Walt White is one of the most depressed characters on any show I watch currently. This episode he really was only able to crack a smile once, when Walt Jr. happened to be camped out on his door step. Other than that, Walt has been followed around by the toy eye that keeps reminding him of all the bad stuff he’s done and caused. His wife hates him, he can’t tell his son why, and he never gets to spend any time with his new daughter. Him flipping the pizza onto the roof was just another fantastical catastrophe that he’s been a part of. When it goes wrong for Walt, it goes wrong in the most extravagant of ways.
Walt’s run in with the law this week is the perfect example of his bad luck. Instead of just getting a ticket for something that was technically his fault in the first place, the plane crash, he gets assaulted by a police officer. Pepper spray is no joke, as Walt’s stained face can prove. It’s always good to have a law enforcement family member, and Walt pulled that card to get out of this predicament. I guess things could have been worse for him.

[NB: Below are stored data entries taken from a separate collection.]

PR #364, opened 2021-03-05
fix: Fix alignment when using MaText and input components

afontcu:
…to fix alignment when used in conjunction with other MaText components. Related to https://holaluz.slack.com/archives/CR9670R5H/p1614869238064300

- [x] Update MaTextField
- [x] Update MaSelect
- [x] Update MaRange

### DIFF
--- a/src/components/MaRange/MaRange.css
+++ b/src/components/MaRange/MaRange.css
@@ -5,7 +5,7 @@
   --range-bullet-size: 4px;
 
   position: relative;
-  margin-top: 4px;
+  margin-top: 8px;
   padding-bottom: 2rem;
 
   &::after {
@@ -16,10 +16,6 @@
     height: var(--range-height);
     content: '';
   }
-}
-
-.ma-range__label {
-  color: var(--color-gray-dark);
 }
 
 .ma-range__step {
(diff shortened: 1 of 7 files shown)


afontcu:
not sure if `feat` or `fix` 🤷‍♀️

edufarre (approved):

edufarre:
> not sure if `feat` or `fix` 🤷‍♀️

I do believe this is a `fix`, as it fixes (good redundancy here) the displayed text styles/appearance

afontcu:
> I do believe this is a `fix`, as it fixes (good redundancy here) the displayed text styles/appearance and we are not delivering any new feature or something that did not have before this PR, right?

One could say that the PR adds the ability to work in conjunction with MaText 😄 that being said, totally ok with a fix release 😉 updating the title

Moreover, let's talk about this in our next meeting. We could simplify things by only releasing minor versions and forgetting about the distinction between minor and patch

edufarre:
> One could say that the PR adds the ability to work in conjunction with MaText 😄 that being said, totally ok with a fix release 😉 updating the title

just gave my point of view, didn't say it was the correct one 😞  I did not think about the approach you said, although I reckon it makes 100% sense.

Jesse (Aaron Paul) one upped his parents. When he first came to see the house, and inquired about the sign, I had no idea what his true intentions were. It was quite clever how he used his own meth-lab against his parents in the negotiations, and slamming the door in his parents’ faces was one of the highlights of Jesse on this show’s run. He hasn’t had much to do this season, but so far he seems to have himself under control. Only a matter of time before something causes Jesse to relapse and become “The Bad Guy.”

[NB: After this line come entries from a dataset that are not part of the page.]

Issue #281, opened 2020-11-10
Make ma-button an anchor if paramerer href exists


Samitier:
We just had a bug in `dry-martini` where we had a `ma-button` that acted as an `anchor`.

We had something like this:

```html
<ma-button href="whatever">foo</ma-button>
```
And we should have had something like this:
```html
<ma-button tag="a" href="whatever">foo</ma-button>
```

This resulted on the button not doing anything.

I think this component's API allows this kind of errors and I'm sure this bug will happen again. 

Thats why I'm wondering why do we need the `tag` prop at all? Isn't it redundant? If the `ma-button` has a `href` prop, then it's an `anchor`. If not, it's a `button`. No need of adding redundant props, no?

What do you think?

afontcu:
Hum, how weird, I do recall having some MaButton with `href="/url" tag="a"` in bonasera that worked properly 🤔 

That being said, I agree that `tag` is redundant. I'd go the extra mile and say that, if we need "a button that looks like a link" or "a link that looks like a button", we could even develop those components and make sure they are accessible enough (it is quite common to mess things up when merging behavior (button, link) with UIstying (look like a button, look like text))

carlotamolintr:
Hi,
I agree with you that is redundant. Also at the beginning it happened to me to try to use Ma Button and was not working because I forgot to  write the tag...

> Hum, how weird, I do recall having some MaButton with `href="/url" tag="a"` in bonasera that worked properly 🤔
> 
> That being said, I agree that `tag` is redundant. I'd go the extra mile and say that, if we need "a button that looks like a link" or "a link that looks like a button", we could even develop those components and make sure they are accessible enough (it is quite common to mess things up when merging behavior (button, link) with UIstying (look like a button, look like text))

Regarding the above commented... I don't know what to say....

I will remove the tag but this will be a breaking change, right?

Thank you all

afontcu:
> It will remove the tag but this will be a breaking change, right?

Removing the `tag` prop is definitely a breaking change, but adding the "right" components to handle "buttons that look like links" and "links that look like buttons" would not – we could add them, and then discuss about the breaking change. We could:

1) Remove `tag` – breaking change.
2) Add a warning (on dev env) warning that using `tag` on a Button is deprecated and likely to be removed in a future release. This would help us detect usages (and fix them) without the struggle of a breaking change.

Thanks for your thoughts!

edufarre:
> We could:

[...]

Issue #257, opened 2020-05-08
Add layout components for the new Design System.


Samitier:
## What

Add a horizontal/grid layout component that allows us to stack and space UI elements using the spacing properties of the Design System:

![image](https://user-images.githubusercontent.com/4160121/81422720-a680e680-9153-11ea-9390-301ef8afbcb7.png)

Also that it respect container requisites of the design system:

![image](https://user-images.githubusercontent.com/4160121/81423236-7ede4e00-9154-11ea-9e6c-da4c18c305bc.png)

## How (let's discuss it)

I would just do this with an external library to not reinvent the wheel to be honest. Lets just use some layout system that is already proven to work and tweak it so we can use it with the params of our Design System. I don't think its necessary to use `grid` if we combine it with the stack component we will already have.

## Tasks

- [ ] Decide the "how".
- [ ] Implement new approach.
- [ ] Document it.
- [ ] Implement figma layout pages in Storybook.
- [ ] Fix breaking changes (see below)

## Breaking changes

No breaking changes if we do not touch `<ma-grid>, <ma-colum>, etc`. Extremely complicated breaking changes if we do.

Samitier:
Closed by https://github.com/holaluz/margarita/issues/274

PR #367, opened 2021-03-09
feat: Add MaList component

sergigraciaj:
https://www.notion.so/holaluz/a1cb451d360941d98f08831cf679edab?v=f7024af195d34caface8649e58f98c12&p=238dd2b8cdf54575ac7bfaefd315e148

image


src/components/MaTextList/MaTextList.vue
```diff
@@ -0,0 +1,101 @@
+<template>
+  <component :is="tag" :class="iconClass">
+    <li
+      v-for="(listItem, index) in listItems"
+      :key="index"
+      :style="computedStyle"
+    >
+      <ma-text tag="p" :size="size" :tone="tone">
```
edufarre, line 8: Not sure about hardcoding `p` and then allowing through the API set the `size` and `tone` of the `MaText`, shall we allow to change the `MaText tag` ?

docs/components/MaTextList.docs.mdx
```diff
@@ -0,0 +1,47 @@
...
+
+## How to use it? (Controls)
+
+- **Tag:** Set the HTML element tag to ensure the document semantics are meaningful
+    - ul → To present content of equal status or value.
+    - ol → Imply sequence and order, and are commonly used when giving a set of instructions.
+- **Size:** Sets the text element size according to our Design System
+    - MaText-Medium, MaText-Small
+    - The use of any MaHeading or MaText-xSmall is strictly forbidden.
+- **Tone:** Sets the text element color tone (check text-tones). This also applies to symbols of the bullet lists
```
edufarre, line 13: Is not really related to this PR, but, shall we write down a `tones` doc in order to set a link of the different props that depend on it, this sentence included?

edufarre (commented):
good job! 🚀

src/components/MaTextList/MaTextList.vue
afontcu: This feels a bit like a rabbit hole – that is, we might need to change the MaText wrapper component juuust a tiny bit, and then that other tiny bit, and then… I imagine a situation where we need to pass a whole component, because it has a special behavior: for instance, a link or a special color.

What if, and this is just a suggestion, we left the decision to the consumer, instead of trying to find the right abstraction for every use case?

```vue
<ma-list>
  <ma-text tone="red">Whatever</Text>
  <ma-text>Whatever 2</Text>
  <my-very-special-text-component text="Whatever 3" />
</ma-list>
```

With a prop we wouldn't be able to do this, either:

```vue
  <ma-list space="large">
    <ma-stack space="medium">
      <ma-text tone="gray-darker">A title</ma-text>
      <ma-text>A content</ma-text>
    </ma-stack>
    <ma-stack space="medium">
      <ma-text tone="gray-darker">A title</ma-text>
      <ma-text>A content</ma-text>
    </ma-stack>
  </ma-list>
```

sergigraciaj: Right now we only have use cases for lists with p, so if in a future we need a list of words we can modify that!

edufarre: But that would be a Breaking Change, right? I do not see the pain in iterating this now and making it a bit more flexible. What about if some of the list elements have a link to an external page or something like that?

src/components/MaTextList/MaTextList.spec.js
```diff
@@ -0,0 +1,64 @@
...
+  test('renders item from list', () => {
+    const { getByText } = renderComponent()
+
+    expect(getByText('Item 1')).toBeInTheDocument()
+  })
+
+  test(`'tag' property renders the valid provided tag element`, () => {
+    const { getByText } = renderComponent({ tag: 'ol' })
+
+    expect(getByText('Item 1').parentNode.parentNode.nodeName).toBe('OL')
```
afontcu, line 14: Both `ul` and `ol` have a role of `list`,  so you could use `getByRole('list')` instead

cillascillas:
Regarding comments [here](https://github.com/holaluz/margarita/pull/367#discussion_r591184888) and [here](https://github.com/holaluz/margarita/pull/367#discussion_r591100551) and after discussing them in DS meeting, there are some updates:

- List elements are HTML elements passed as slot. Each node is transformed in a list item. (So now we can add links, or more complex text elements)
- As list elements are expected/recommended to be `MaText` properties tone and size (from MaTextList component) are passed to `MaText` as well. However can be overwritten if defined in the component to enable customization.
- This behaviour info has been added to the docs tab info and 3 different examples of list items are now available in the controls tab.
- An error is logged if no HTML elements/list items are defined

src/components/MaTextList/MaTextList.spec.js
cillascillas: So true! Updated!

src/components/MaTextList/MaTextList.css
```diff
@@ -0,0 +1,57 @@
...
+  list-style: none;
+}
+
+li {
+  position: relative;
+}
+
+li p {
+  max-width: 75ch;
+}
```
afontcu, line 12: I'm not entirely sure a UI component should set a width limit – this is on Layout components to define

src/components/MaTextList/MaTextList.vue
```diff
@@ -0,0 +1,105 @@
...
+      functional: true,
+      render(createElement, { slots, props, data }) {
+        if (!slots().default) {
+          // eslint-disable-next-line no-console
+          console.error(`[TextList component] No list items found`)
+          return
+        }
+
+        return slots().default.map((item) => {
+          if (item.componentOptions && item.componentOptions.propsData) {
```
afontcu, line 27: Are we 100% sure we need to take `propsData` into account? If I'm not mistaken, [`propsData`](https://vuejs.org/v2/api/#propsData) is (was?) helpful when it came to unit testing, as it helped test utils to set initial prop values.



that being said, if this is still needed (could be), you could benefit from using the optional chaining and remove the if statement:

```js
item.componentOptions.propsData = {
  ...props,
  ...item.componentOptions?.propsData,
}
```

src/components/MaTextList/MaTextList.vue
```diff
@@ -0,0 +1,105 @@
...
+
+<script>
+import { text, tones } from '../../tokens'
+
+/**
+ * Renders text-list following the Design System guidelines
+ *
+ * [Component's API documentation](https://holaluz.github.io/margarita/?path=/story/components-textlist--text-list)
+ */
+export default {
```
afontcu, line 15: Looks like we're missing `name`.

With that… what if we named it `MaList`? Since we're using slots we're not tied to text, and its name may be confusing.

src/components/MaTextList/MaTextList.css
sergigraciaj: The width is defined by the parent, but the text is defined to have a max-width of 75ch
https://www.notion.so/holaluz/Text-Lists-238dd2b8cdf54575ac7bfaefd315e148

afontcu: > The width of the <li> element is defined by its parent but has a max-width of 75ch to have proper legibility.

I assume this is true for any text-based component, and we're not setting a max-width on `MaText` right (because it is not its goal)?

src/components/MaTextList/MaTextList.vue
sergigraciaj: I'm not sure about that, MaTextList shows the component intention, a list of texts. MaList can be confusing, it may seems like it can contain not just texts (as Stepper will do).

afontcu: sure! your call, resolving this 👍 

Just mentioned it because we'd also have a lot of "Text" components: MaText, MaTextField, and now MaTextList. But I guess we'll get used to it

src/components/MaTextList/MaTextList.css
sergigraciaj: Yup, it should be applied to any `li` direct child, so if the text slot is made of different pieces (span + a or double span) it should be contained inside a parent div.
And then this would do the job
```
li > * {
  max-width: 75ch;
}
```

Samitier:
Sorry for being a bit late to the game:

Aren't the props `tag` and `icon` conflicting? I mean, what happens if it's an `ol` with an icon? We have 3 states: ordered list, bullet list and check list. Why do we need 2 props for that? Feels like https://github.com/holaluz/margarita/issues/281 again.

IMHO, we should have a prop `type` with 3 states (`ordered`, `bullet`, `check`) and that's it. 

If you already discussed this, forget what I've said.

Also, a bit offtopic: what happens with the other `ol` we have (dry/maitai)?

image

src/components/MaTextList/MaTextList.css
afontcu: I might have not explained myself properly 🙏  What I meant is that we have other text-based components (MaText) and we're not setting a max-width, mostly because it is out of the scope for a UI component (margin and sizing should be done using Layout components, not UI ones). So this rule here introduces friction between both sets of components.

You'd be using a UI component, and out of the blue it'd set a max width for its internal content. That's a surprising effect to me

src/components/MaTextList/MaTextList.vue
cillascillas: Asked to @icurdu and he turned it[ into a poll in DS slack channel](https://holaluz.slack.com/archives/C019DLZTBU6/p1615799625024300), let's wait for the result!

src/components/MaTextList/MaTextList.vue
cillascillas: In this case it is used to pass props to the element we are creating. However, if there's any other way to do it, I'm all 👂 👂 !

afontcu: Not really sure, but if it works, it works 😉

src/components/MaTextList/MaTextList.css
cillascillas: Not sure if I'm getting what you're discussing, but if I'm not wrong we set the max width for the component according to [this design definition of the component](https://www.notion.so/holaluz/Text-Lists-238dd2b8cdf54575ac7bfaefd315e148#1021c7af7c0a46769a75da6f94e86460), does it make sense?

afontcu: yup saw that, what I mean is that UI components (such as MaList or MaText or MaCard or MaButton) should not be responsible for setting widths/margin/paddings, because this is why Layout components exist. At least, this was [the initial vision](https://github.com/holaluz/margarita/issues/257#issuecomment-635925152) when we introduced Layout components.

Letting MaList set a max width is stepping outside of its boundaries: you might place a List inside a Stack or a Layout, and it will behave differently than other UI components.

src/components/MaTextList/MaTextList.css
```diff
@@ -0,0 +1,57 @@
...
+  margin-bottom: 0.5rem;
+}
+
+ul li::before {
+  content: '';
+  position: absolute;
+}
+
+ul.bullet li::before {
+  background: url('../../assets/icons/bullet.svg');
```
Samitier: why do we need an svg to render a bullet point?

Is `content: '•'` not enough?

src/components/MaTextList/MaTextList.css
```diff
@@ -0,0 +1,57 @@
...
+  counter-reset: counter;
+}
+
+ol li::before {
+  counter-increment: counter;
+  content: counter(counter) '.';
+  position: absolute;
+  top: 0;
+  left: -1.25rem;
+}
```
Samitier: isn't all this the same as:

```suggestion
ol {
  list-style-type: decimal;
}
```

src/components/MaTextList/MaTextList.css
carlotamolintr: Relate with that, now the bullet size is not changing depending on the size prop selected. Do we want to change the bullet size? I don't know...

carlotamolintr:
It looks good!!👏👏👏

src/components/MaTextList/MaTextList.css
cillascillas: Let me see if I got this straight, I guess that what you mean is that we shouldn't set this max width here, and that it should be something that the design team takes into account when designing. And then, it will be "shaped" by Layout or Stack when implemented. Am I getting it right?

afontcu: yeah, exactly 😃 – a List component should render a List, whereas a Layout component should help laying out other components. Having a List component set a max-width should look as weird as having a Layout component defining the default `ul` element styles (to give an example).

cillascillas: Ok, just removed it and wrote a reminder for the design team to take it into account!

cillascillas:
According[ to this comment](https://github.com/holaluz/margarita/pull/367#issuecomment-799214421), I really think that this is a great approach:

> IMHO, we should have a prop type with 3 states (ordered, bullet, check) and that's it.

So, it's been revisited and working properly 🤞 . Docs have been updated as well and I'm asking the design team to review it!

src/components/MaTextList/MaTextList.css
cillascillas: If I recall correctly we chose the `::before` in order to custom the spacing (because we couldn't manage to do it with `::marker`). However, after mentioning it here, maybe it's better for instance in terms of vertical alignment. So, let's use `list-style-type: decimal;` and discuss with design about it.

src/components/MaTextList/MaTextList.css
cillascillas: Initially we chose the _svg_ approach just to be consistent and have both of the icons the same way (Also because we wanted to avoid playing with the `font-size`), but it's something we can reconsider and revisit in the future when we see if there are more types to be added of if we use them.
Regarding the size, I checked the [figma file](https://www.figma.com/file/7RhweKibaUnxX6WYBl7zKW/Design-System-Beta?node-id=0%3A1) and the size of the bullet/icon is the same for both options (small & medium).

docs/components/MaTextList.docs.mdx
cillascillas: Sounds good! I created [this card](https://holaluz.kanbanize.com/ctrl_board/60/cards/18663/details/) so we don't forget about it!

src/components/MaTextList/MaTextList.vue
cillascillas: Discussed in DS meetings and implemented! Thanks for the suggestion!

cillascillas:
#### Updates after review:

- CSS improvements (including unset max-width for list item)
- Renaming MaTextList to MaList
- API: Replacing `tag`/`icon` props to new type prop with options: `bullet`, `check`, `ordered` and update docs to contemplate it.

Samitier (approved):

src/components/MaList/MaList.vue
```diff
@@ -0,0 +1,103 @@
...
+          return
+        }
+
+        return slots().default.map((item) => {
+          if (item.componentOptions && item.componentOptions.propsData) {
+            item.componentOptions.propsData = {
+              ...props,
+              ...item.componentOptions?.propsData,
+            }
+          }
```
afontcu, line 34: If the if statement needs to stay, then the optional chaining operator is redundant 😇

afontcu (approved):
LGTM!

src/components/MaList/MaList.vue
cillascillas: Yes! Sorry, I was testing it and I forgot to remove it! Thanks for the 👀 !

It was nice to see Bob Odenkirk’s Sol Goodman character brought back into the fold. He’s not only the funniest character, but he also wears the most interesting outfits. He looked as though he were trying to hint to Christopher Nolan that he’d be perfect as Riddler in the next Batman film with his get up. His line to Walt about not hanging himself seemed as though it came from the character’s past experiences with clients doing such things. I also liked his response to Jesse asking if he’d want a job. Odenkirk is comedic gold, on a show filled to the brim with ‘heavies’.
The Twins returned, but seemed to have found some depth in their story arch, instead of just being on the show to hunt down Walt. I like how they connected all the characters by having the Twins visit Tuco’s old man. The bell ringing is just as creepy as it was in seasons past, and just adds to the overall continuity of the show. The fact that the cousins came to Walt’s house ready to go Patrick Bateman with an axe instead of just the usual gun toting gangster, makes them that much more intimidating. It seems they’re in cahoots with the same people that Walt is, so now that they’re all working for the same people, will they begin to work together? I don’t see the Twins turning around and trying to kill Walt again after this, unless whatever scared them off parishes itself.
I can’t wait to find out what made the Twins walk out on their revenge, and on Sunday, I imagine we’ll get the answers I’m seeking.